Collected data:
PR #5786, opened 2026-09-23
[JIT] Make CK fmha kernel generation follow GPU_ARCHS

qiangpan2:
CK's FMHA codegen was never told which GPU architecture to build for — it either fell back to `gfx9,gfx950`, or was handed a device name it does not recognize, leaving gfx11/gfx12 with no usable FA kernels. This PR derives CK's `--targets` from `GPU_ARCHS` and passes it at every `01_fmha/generate.py` call site.

## Why

Two independent bugs, both silent until dispatch:

- **`mha_recipes._ck_targets_flag()` passed a raw device name** (`gfx1100`) as `--targets`. CK's factory keys are coarser than device names — `gfx11` covers `gfx1100`–`gfx1103` — so it matched nothing, produced an empty kernel set, and `mha_fwd` failed with `invalid argument for fmha_fwd`. **FA did not work on gfx11/gfx12 at all.**
- **Every other call site omitted `--targets`**, so CK fell back to its built-in `gfx9,gfx950` and `GPU_ARCHS` was ignored.

## What changed

203 lines production, 451 tests. Start at `build_targets.py`, then the gates in `mha.py`:

| File | |
|---|---|
| `aiter/jit/utils/build_targets.py` | +69 — the mapping table (§1) |
| `aiter/ops/mha.py` | +100/−23 — call sites and arch gates (§3, the subtle one) |
| `optCompilerConfig.json` · `mha_recipes.py` · `cpp/mha/compile.py` · `core.py` | remaining `--targets` sites (§2) |
| `op_tests/test_ck_fmha_targets*.py` | +339 — no-GPU tests for the table and every gate |

**§1 — Map `GPU_ARCHS` to a CK factory key.**

```
GPU_ARCHS         CK --targets
─────────────────────────────
gfx950       -->  gfx950
gfx125x      -->  gfx125
gfx120x      -->  gfx12
gfx115x      -->  gfx115
gfx11xx      -->  gfx11
other gfx9*  -->  gfx9
unmapped     -->  gfx9,gfx950   (CK's own default — unchanged)
```

`batch_prefill` needs a gfx9-only variant of this, because CK drops *every* batch_prefill kernel if any `--targets` token is not `gfx9*`.

**§2 — Every `generate.py` invocation now passes it**, across the four files that launch it: `optCompilerConfig.json`, the `cmdGenFunc_*` hooks in `mha.py`, `mha_recipes.py`, and the standalone `op_tests/cpp/mha/compile.py`.

**§3 — fp8 / batch_prefill gates, and which arch they read.** fp8 has no CK factory on gfx11/gfx115, and `batch_prefill` is gfx9-only, so both now raise `NotImplementedError` up front instead of failing deep inside CK dispatch.

The catch: `compile_ops` re-runs `gen_func` on **every** call to build its module-name cache key. So `cmdGenFunc_*` sits on the hot path, not just the build path, and the two callers need different arch sources:

```
PREBUILD (setup.py, no GPU present)
└── cmdGenFunc_mha_fwd(check_build_arch=True)
    └── _check_fp8_factory(get_gfx(), ...)           # build time: honor GPU_ARCHS

live call
└── flash_attn_fp8_pertensor_func(...)
    ├── _check_fp8_factory(get_gfx_runtime(), ...)   # public API: the real card
    └── mha_fwd(...)                                  [compile_ops]
        └── _cmdGenFunc_mha_fwd_lookup(...)           # NEW — runs on every call
            ├── _check_fp8_factory(get_gfx_runtime(), ...)
            └── cmdGenFunc_mha_fwd(check_build_arch=False)
```

Without the split, `GPU_ARCHS=gfx942;gfx1100` makes `get_gfx()` return `gfx1100` (last token wins) and the gate would reject fp8 on a real gfx942 card. `mha_batch_prefill` gets the identical treatment.

## ⚠️ Behavior change

`GPU_ARCHS="gfx942"` wheels no longer contain gfx950 FA kernels — CK's `gfx9,gfx950` default used to slip them in regardless. **Set `GPU_ARCHS` to every arch the wheel must run on.** `docs/installation.rst` updated.

## Verified

- **No GPU needed** — `op_tests/test_ck_fmha_targets{,_wiring}.py`, 43 passed: the mapping table plus every gate, including the `get_gfx()` / `get_gfx_runtime()` split in §3.
- **gfx1201 (RDNA4)** — 4 new cases in `test_mha.py` pass: hdim-80 pad-up fp16/bf16, fp8bf16 hdim64, fp8bf16 GQA (`max_diff=0.05878` against a `0.07` bound — per-tensor quant noise on the GQA broadcast, not a kernel defect).
- **gfx942/gfx950** — the release default `GPU_ARCHS="gfx942;gfx950"` still maps to `gfx9,gfx950`, byte-identical to CK's old default, so the shipped wheel is unaffected; only single-arch builds narrow (see Behavior change). Leaning on this PR's CI for the regression run.
- `ruff check .` (CI-pinned 0.16.0) and `black --check` clean. No CK change, no submodule bump.


zufayu:
@aiter-bot review

qiangpan2:
Responding to each item in order. Two corrections to the PR body have already been pushed; one finding I don't think reproduces.

---

### 1. Ownership and sign-off

> 🔴 `aiter/ops/mha.py` and `aiter/jit/core.py` change which fmha kernels every wheel and JIT build generates (...) yet the PR has zero reviews and author qiangpan2 has no prior commits on either file, whose de-facto owners are slippedJim (23 mha.py commits) and amd-ruitang3 (35 jit/core.py commits) (...) **Reviewer must** @-mention slippedJim and amd-ruitang3 in a PR comment requesting explicit sign-off before merge.

Thanks for the reminder. **@slippedJim**, this changes dispatch in `aiter/ops/mha.py` — `--targets` for CK's fmha codegen is now derived from `GPU_ARCHS` rather than falling through to CK's built-in `gfx9,gfx950`, and fp8 on gfx11/gfx115 plus `mha_batch_prefill` off gfx9 now raise `NotImplementedError` up front. You own that file; please take a look before this merges. The user-visible consequence is called out under **⚠️ Behavior change** in the PR body.

One scope note:

**`aiter/jit/core.py` is not a second blast-radius surface here.** The entire change to that file is five lines of import, so that the `eval()`'d `blob_gen_cmd` strings in `optCompilerConfig.json` can resolve the two helpers:

```python
# json blob_gen_cmd eval() needs these names in module globals.
from build_targets import (  # noqa: F401
    ck_fmha_batch_prefill_gen_targets,
    ck_fmha_targets,
)
```

No logic, no control flow.

---

### 2. RDNA run evidence

> ⚠️ The new RDNA cases in `op_tests/test_mha.py` skip on every arch CI runs (the `_RDNA`/`_GFX12` skipif sets vs the gfx942+gfx950 aiter op runners) and no RDNA CK lane exists, so the mapping (...) has run evidence only from the author's gfx1201 box (4 cases) — gfx1100–1103, gfx1150/1151, gfx1200 and gfx1250 have zero run evidence. **Author must** link the gfx1201 run log (command plus output) and state which other RDNA archs were smoke-tested, or **Reviewer should ask** for an RDNA CI lane before relying on the table.

Correct — no RDNA runner exists, so those cases skip. The coverage is now stated explicitly in the PR body: gfx1201 is the only arch with hardware evidence; gfx1100–1103, gfx1150/1151, gfx1200 and gfx1250 are covered by the mapping-table test only.

One note on the remedy: **there is no CK FA lane on any arch to extend.** `flash_attention_ck` is `if: false  # Disabled until CK tests are ready` (`.github/workflows/flash_attention_integration.yaml:614-615`). That's a repo-level gap rather than something this PR can close — happy to file it separately if useful.

---

### 3. `ci:all` and the label gating

> ⚠️ The diff touches `aiter/ops/mha.py` and `aiter/jit/core.py` — both downstream-consumed paths — but the PR carries only the [JIT] label, so the Atom/SGLang/vLLM jobs all skip; the release default `GPU_ARCHS="gfx942;gfx950"` does map byte-identically to CK's old `gfx9,gfx950` default, which is why this is insurance rather than a blocker. **Reviewer should ask** for one `ci:all` (or at minimum `ci:atom`+`ci:vllm`) run green before merge.

**`ci:all` isn't necessary here — though I'll add it if you'd like.** Reasons:

- `ck_fmha_targets()` reads the full `GPU_ARCHS` list, so the release default `"gfx942;gfx950"` maps to `"gfx9,gfx950"` — byte-identical to CK's old default, as you note.
- The gfx942/gfx950 lanes therefore generate the same kernel set before and after this PR; a green run says nothing about the change itself.
- The configuration that does change is a single-arch build such as `GPU_ARCHS=gfx942`, and no current lane runs one.

---

### 4a. The PR body's call graph

> 📝 The PR body's call graph claims "PREBUILD (setup.py) → cmdGenFunc_mha_fwd(check_build_arch=True)", but setup.py's prebuild (setup.py:296–354) drives codegen through `get_args_of_build` plus `get_mha_varlen_prebuild_variants_by_names` and never calls any `cmdGenFunc_*`, so the `check_build_arch=True`/`get_gfx()` branch in `aiter/ops/mha.py` has no production caller (...) **Author must** correct the diagram.

Correct — PR body updated for the call graph.

---

### 4b. `_cmdGenFunc_mha_fwd_lookup` and keyword `q`

> also `_cmdGenFunc_mha_fwd_lookup(q, *args, **kwargs)` now TypeErrors if `q` arrives as a keyword where the old gen_func hook accepted it. **Author must** (...) confirm no caller passes `q` by keyword.

**This doesn't reproduce — no call shape raises.** Since the failure mode matters, both readings laid out:

**The concern, as I read it:** the wrapper introduces a named first parameter where the old hook had none, so a keyword call such as `mha_fwd(q=..., k=...)` would either

- **(a)** fail to bind `q` at all, or
- **(b)** bind it and then collide on the forward — `cmdGenFunc_mha_fwd(q, *args, **kwargs)` passes `q` positionally, so if `**kwargs` still carried `q` the result would be `TypeError: got multiple values for argument 'q'`.

**Why neither happens:**

- `q` is *positional-or-keyword*, not positional-only — there is no `/` in the signature — so `_lookup(q=tensor, ...)` binds it normally. (a) doesn't occur.
- Binding *consumes* it: once `q` is matched, Python removes it from `**kwargs`. So the positional forward has nothing to collide with. (b) doesn't occur.
- Separately, `check_build_arch` sits after `*`, making it keyword-only, so it cannot be filled positionally even when all 21 parameters are passed positionally.

All three call shapes:

```python
>>> def cmdGenFunc_mha_fwd(q, k, v, dropout_p, *, check_build_arch=True):
...     return (q, k, v, dropout_p, check_build_arch)
>>> def _lookup(q, *args, **kwargs):
...     return cmdGenFunc_mha_fwd(q, *args, **kwargs, check_build_arch=False)
>>> _lookup(1, 2, 3, 0.0)                    # all positional
(1, 2, 3, 0.0, False)
>>> _lookup(q=1, k=2, v=3, dropout_p=0.0)    # q as keyword
(1, 2, 3, 0.0, False)
>>> _lookup(1, 2, v=3, dropout_p=0.0)        # mixed
(1, 2, 3, 0.0, False)
```

Scope: `compile_ops` forwards verbatim — `custom_build_args.update(gen_func(*args, **kwargs))` at `aiter/jit/core.py:1978` — so whatever shape reaches `mha_fwd` reaches the hook unchanged, and the three above are exhaustive. No change made here; happy to be shown a failing case if I've missed one.

---

### Summary

| Item | Outcome |
|---|---|
| 1 — owner sign-off | slippedJim pinged; `jit/core.py` scope clarified (5-line import) |
| 2 — RDNA evidence | Accepted; coverage table added to PR body; no CK FA lane exists to extend |
| 3 — `ci:all` | Label available on request; noted it doesn't cover the changed configuration |
| 4a — call graph | Fixed, PR body updated |
| 4b — keyword `q` | Doesn't reproduce; repro above |

No production code changed in response to this review.

zufayu:
Please remove `op_tests/test_ck_fmha_targets.py` and `op_tests/test_ck_fmha_targets_wiring.py` from `op_tests`. These test JIT target mapping, command construction, and mocked dispatch rather than operator correctness. `op_tests` should remain focused on tests that execute and validate operators. If this coverage is still needed, it should live under a dedicated JIT/unit-test location.

zufayu:
We no longer support CK FMHA on gfx1250. The intended path is ASM/FlyDSL/Triton, using the existing CK-free infrastructure. This PR adds `gfx1250 -> gfx125`, which can generate CK FMHA when `ENABLE_CK` is left at its default. Please remove gfx1250 from the CK FMHA target mapping and make gfx1250 builds skip CK FMHA generation rather than rejecting the platform at runtime.

zufayu:
Since setup PREBUILD does not call `cmdGenFunc_*`, and the production `compile_ops` lookup wrappers always pass `check_build_arch=False`, the `check_build_arch=True` branch currently has no production caller. Please remove this parameter and the unused build-time branch when cleaning up the JIT-only `op_tests`.

zufayu:
Since this is a build-time target-selection change, validating the affected single-architecture configurations does not require GPU hardware. Please add a build/codegen smoke test that exercises the actual prebuild path with `GPU_ARCHS=gfx942` and `GPU_ARCHS=gfx950`, and verifies that a gfx1250 build does not select or generate CK FMHA. Mocking the mapping helpers in `op_tests` does not validate this integration path.

zufayu:
Please preserve the existing CI PREBUILD flow: one `GPU_ARCHS` list and one wheel build. Today it uses `gfx942;gfx950`, and it should remain extensible to `gfx942;gfx950;gfx1250` without introducing a separate gfx1250 flow. CK FMHA target selection should filter out gfx1250, so the combined build still generates only `gfx9,gfx950` CK FMHA kernels, while a gfx1250-only build skips CK FMHA codegen entirely. This should be handled during build/module selection, not with a runtime assertion.

qiangpan2:
Two commits on top of the existing history, no force-push.

---

## `865fea77` — [JIT] Exclude gfx1250 from CK fmha target selection, drop dead check_build_arch param

Production code: `aiter/jit/utils/build_targets.py`, `aiter/ops/mha.py`, `setup.py`, `docs/installation.rst` (+86 −34).

**Dropped `check_build_arch`.**
> "Since setup PREBUILD does not call `cmdGenFunc_*`, and the production `compile_ops` lookup wrappers always pass `check_build_arch=False` ... Please remove this parameter and the unused build-time branch" ([comment](https://github.com/ROCm/aiter/pull/5786#issuecomment-5808981865))

Parameter and its guarded branch removed from all three `cmdGenFunc_*` functions, and the `check_build_arch=False` argument from the three `_*_lookup` wrappers. `grep check_build_arch aiter/ops/mha.py` now returns nothing. The fp8 and batch_prefill gates still run on `get_gfx_runtime()`, unchanged.

**Removed gfx1250 from the CK fmha target mapping.**
> "We no longer support CK FMHA on gfx1250 ... Please remove gfx1250 from the CK FMHA target mapping and make gfx1250 builds skip CK FMHA generation rather than rejecting the platform at runtime." ([comment](https://github.com/ROCm/aiter/pull/5786#issuecomment-5808908448))

`build_targets.py:129` adds `_CK_FMHA_EXCLUDED_ARCHS = frozenset({"gfx1250"})`; `map_gpu_archs_to_ck_fmha_targets` skips it at `:184`. The `("gfx125", "gfx125")` prefix row is dropped with it — gfx1250 was the only gfx125x part in `GFX_MAP`, so that row is unreachable once it's excluded.

**Filtered during build/module selection, in two places.**
> "CK FMHA target selection should filter out gfx1250, so the combined build still generates only `gfx9,gfx950` CK FMHA kernels, while a gfx1250-only build skips CK FMHA codegen entirely. This should be handled during build/module selection, not with a runtime assertion." ([comment](https://github.com/ROCm/aiter/pull/5786#issuecomment-5809015153))

```python
    if not ck_fmha_enabled():                                          # setup.py:260
        exclude_ops.extend(sorted(CK_FMHA_MODULES))
...
        if PREBUILD_KERNELS == 1 and ENABLE_CK and ck_fmha_enabled():  # setup.py:335
```

The second is an additional bypass found while verifying the first: `PREBUILD_KERNELS == 1` injects five hardcoded mha-varlen variants through `get_mha_varlen_prebuild_variants_by_names`, which never consults `get_exclude_ops()` — a gfx1250-only wheel build would otherwise still have generated them.

Verified against the real `blob_gen_cmd`:

```text
gfx942                   -> gfx9
gfx942;gfx950            -> gfx9,gfx950
gfx942;gfx950;gfx1250    -> gfx9,gfx950
gfx1250                  -> gfx9,gfx950   (never reached; modules excluded first)
```

One `GPU_ARCHS` list, one wheel, no separate gfx1250 flow. `_check_fp8_factory` and `_check_batch_prefill_arch` are unchanged — unrelated to gfx1250, and their modules still get built.

**Corrected `docs/installation.rst`**, which claimed CK fmha kernels are generated only for the architectures listed — now carves out the gfx1250 exception.

---

## `fff9e225` — [JIT] Replace mocked CK fmha target tests with real, no-mock coverage

Tests only: deletes `op_tests/test_ck_fmha_targets.py` (83 lines, 5 mock uses) and `op_tests/test_ck_fmha_targets_wiring.py` (256 lines, 26 mock/patch uses); adds `op_tests/jit_tests/test_ck_fmha_prebuild_targets.py` (+235 −339).

**Removed both mocked files from `op_tests`.**
> "Please remove `op_tests/test_ck_fmha_targets.py` and `op_tests/test_ck_fmha_targets_wiring.py` from `op_tests` ... If this coverage is still needed, it should live under a dedicated JIT/unit-test location." ([comment](https://github.com/ROCm/aiter/pull/5786#issuecomment-5808449087))

Deleted rather than relocated — moving them as-is would have carried over the mocking problem. The new directory is a sibling of the existing `flydsl_tests` / `tuning_tests`.

**Replaced them with real, no-mock coverage.**
> "Please add a build/codegen smoke test that exercises the actual prebuild path ... Mocking the mapping helpers in `op_tests` does not validate this integration path." ([comment](https://github.com/ROCm/aiter/pull/5786#issuecomment-5808982174))

9 functions / 25 cases, no GPU, no mocks:

- `test_prebuild_blob_gen_cmd_targets` — subprocess per `GPU_ARCHS` (`get_gfx_list()` is `lru_cache`d), reads the real `blob_gen_cmd` from `core.get_args_of_build`, asserts `--targets`.
- `test_prebuild_blob_gen_cmd_targets_for_batch_prefill` — same for `module_mha_batch_prefill`, which has its own gfx9-only-subset rule.
- `test_setup_get_exclude_ops_*` — loads the real `setup.py` via `importlib` and calls `get_exclude_ops()`.
- `test_ck_fmha_modules_match_config` — re-derives the module set from `optCompilerConfig.json`, so the list can't drift from the config it mirrors.

---

`ruff check .` and `black --check` clean on every touched file; no CK submodule change, no `3rdparty/` change.

PR #5796, opened 2026-09-23
[FlyDSL] AOT-compile the gfx950 FP8 flash-attention forward

gbyu-amd:
## Motivation

`flydsl_flash_attn_fp8_func` (gfx950 DUALWAVE_SWP FP8 forward) chooses its compile-time configuration per call:
- the rescale threshold, from `seqlen_kv`;
- `BLOCK_M`, from the KV tile count and occupancy;
- the split-K factor, from the makespan model.

Each new combination is a JIT compile on the serving path. No FlyDSL AOT kind covered this kernel, so a server always paid these compiles inside live requests. In a Kimi-K3 serving run on MI355X (TP8, MLA chunked prefill), 29–36 variants were compiled per run, each stalling the request that triggered it by roughly 1–2 s of TTFT.

## Why the variant space is finite

The launcher's cache key is fixed by the `_build_fp8` parameters alone. That comes from `traits.cache_tag`, the closure scalars read by `launch_flash_attn_dualwave_swp`. Everything else enters the key by type only:
- runtime `Int32`/`Float32`/`Stream` arguments (batch, sequence lengths, strides, softmax scale, `lse_stride_h`);
- the flattened 1-D tensors, which contribute only their dtype.

So for one head shape, the reachable set is a small product: rescale threshold, `BLOCK_M`, `num_kv_splits`, `batch_interleave_group`, and (`causal`, `return_lse`).

## Changes

- **`aiter/aot/flydsl/fmha_fp8.py`**: new `FMHA_FP8` kind. The job list is enumerated from the heuristics' own module constants (`_FP8_LONG_SEQ`, `_FP8_BLOCK_N`, `_FP8_NARROW_MAX_KV_TILES`, `_FP8_AUTOSPLIT_*`, `_FP8_BATCH_INTERLEAVE_GROUP`), so it follows them if they change. Kernels are compiled through the kernel's existing `_launch.compile` hook, which applies the same compile hints as `_launch`. The placeholder call mirrors the runtime `exe(...)`: the same optional kwargs present or absent, and the same dtypes.
- **`common.py`**: register the kind.
- **`README.md`**: add a table row and a usage section.
- **Opt-in**: nothing is compiled unless `--shape` or `AITER_FLYDSL_AOT_FMHA_FP8="H:Hkv:D:Dv[@layout];..."` is given. `run_aot` / `setup.py` behave exactly as before otherwise.

```bash
python -m aiter.aot.flydsl.fmha_fp8 --shape 12:12:192:128          # Kimi-K3 MLA prefill, TP8
AITER_FLYDSL_AOT_FMHA_FP8="12:12:192:128" python setup.py develop
```

## Test

Kimi-K3 at TP8, `12:12:192:128@varlen_cross`:
- **92 kernels, 92 ok**, about 6 s wall on CPU. No GPU is needed (`COMPILE_ONLY` + `FLYDSL_GPU_ARCH=gfx950`).
- **Key match with serving.** Serving-JIT artifacts were collected from two independent K3 serving runs: 68 directories in total. All 68 directory names and pkl names appear among the 92 AOT outputs.
- **Run-only on GPU.** `FLYDSL_RUNTIME_RUN_ONLY=1` makes a cache miss raise, and the cache held only the AOT output. 40 calls covered 24 distinct (causal, lse, threshold, block_m, splits) configs across B/Sq/Skv buckets (Skv 512–32768). All of them loaded without compiling, and the cache directory did not grow. Outputs and LSE match an fp32 reference on the same fp8 inputs (max abs err 0.056).
- **Serving.** A Kimi-K3 AgentX run was served on MI355X with the 92 artifacts installed (c1, first 30 min of a 3600 s window). No `launch_flash_attn_dualwave_swp` was JIT-compiled: the cache still holds exactly the 92 AOT directories. Paired by request against the same build without AOT, TTFT p90 fell from 2536 to 1909 ms and p50 from 735 to 716 ms.
- **Lint.** `ruff check` (0.16.0) and `black` are clean.

## Caveat for image builders

The FlyDSL cache key hashes function sources and closure scalars, but not the method bodies of helper **classes** such as `op_gemm`, `op_softmax` and `op_lds` in `fmha_gfx950/`. Also, `COMPILE_ONLY` never overwrites an existing pkl. So after changing only those helpers, re-run AOT into an **empty** cache directory rather than on top of an old one; otherwise stale artifacts keep matching. This applies to every FlyDSL AOT kind, not just this one.


coderfeli (dismissed):
LGTM

coderfeli (approved):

■ Description of the task: Using the entries above, give again exactly the lines from the line holding "PR #5796, opened 2026-09-23" through the line holding "arguments (batch, sequence". Include both end lines and nothing else.

■ Expected answer:
PR #5796, opened 2026-09-23
[FlyDSL] AOT-compile the gfx950 FP8 flash-attention forward

gbyu-amd:
## Motivation

`flydsl_flash_attn_fp8_func` (gfx950 DUALWAVE_SWP FP8 forward) chooses its compile-time configuration per call:
- the rescale threshold, from `seqlen_kv`;
- `BLOCK_M`, from the KV tile count and occupancy;
- the split-K factor, from the makespan model.

Each new combination is a JIT compile on the serving path. No FlyDSL AOT kind covered this kernel, so a server always paid these compiles inside live requests. In a Kimi-K3 serving run on MI355X (TP8, MLA chunked prefill), 29–36 variants were compiled per run, each stalling the request that triggered it by roughly 1–2 s of TTFT.

## Why the variant space is finite

The launcher's cache key is fixed by the `_build_fp8` parameters alone. That comes from `traits.cache_tag`, the closure scalars read by `launch_flash_attn_dualwave_swp`. Everything else enters the key by type only:
- runtime `Int32`/`Float32`/`Stream` arguments (batch, sequence lengths, strides, softmax scale, `lse_stride_h`);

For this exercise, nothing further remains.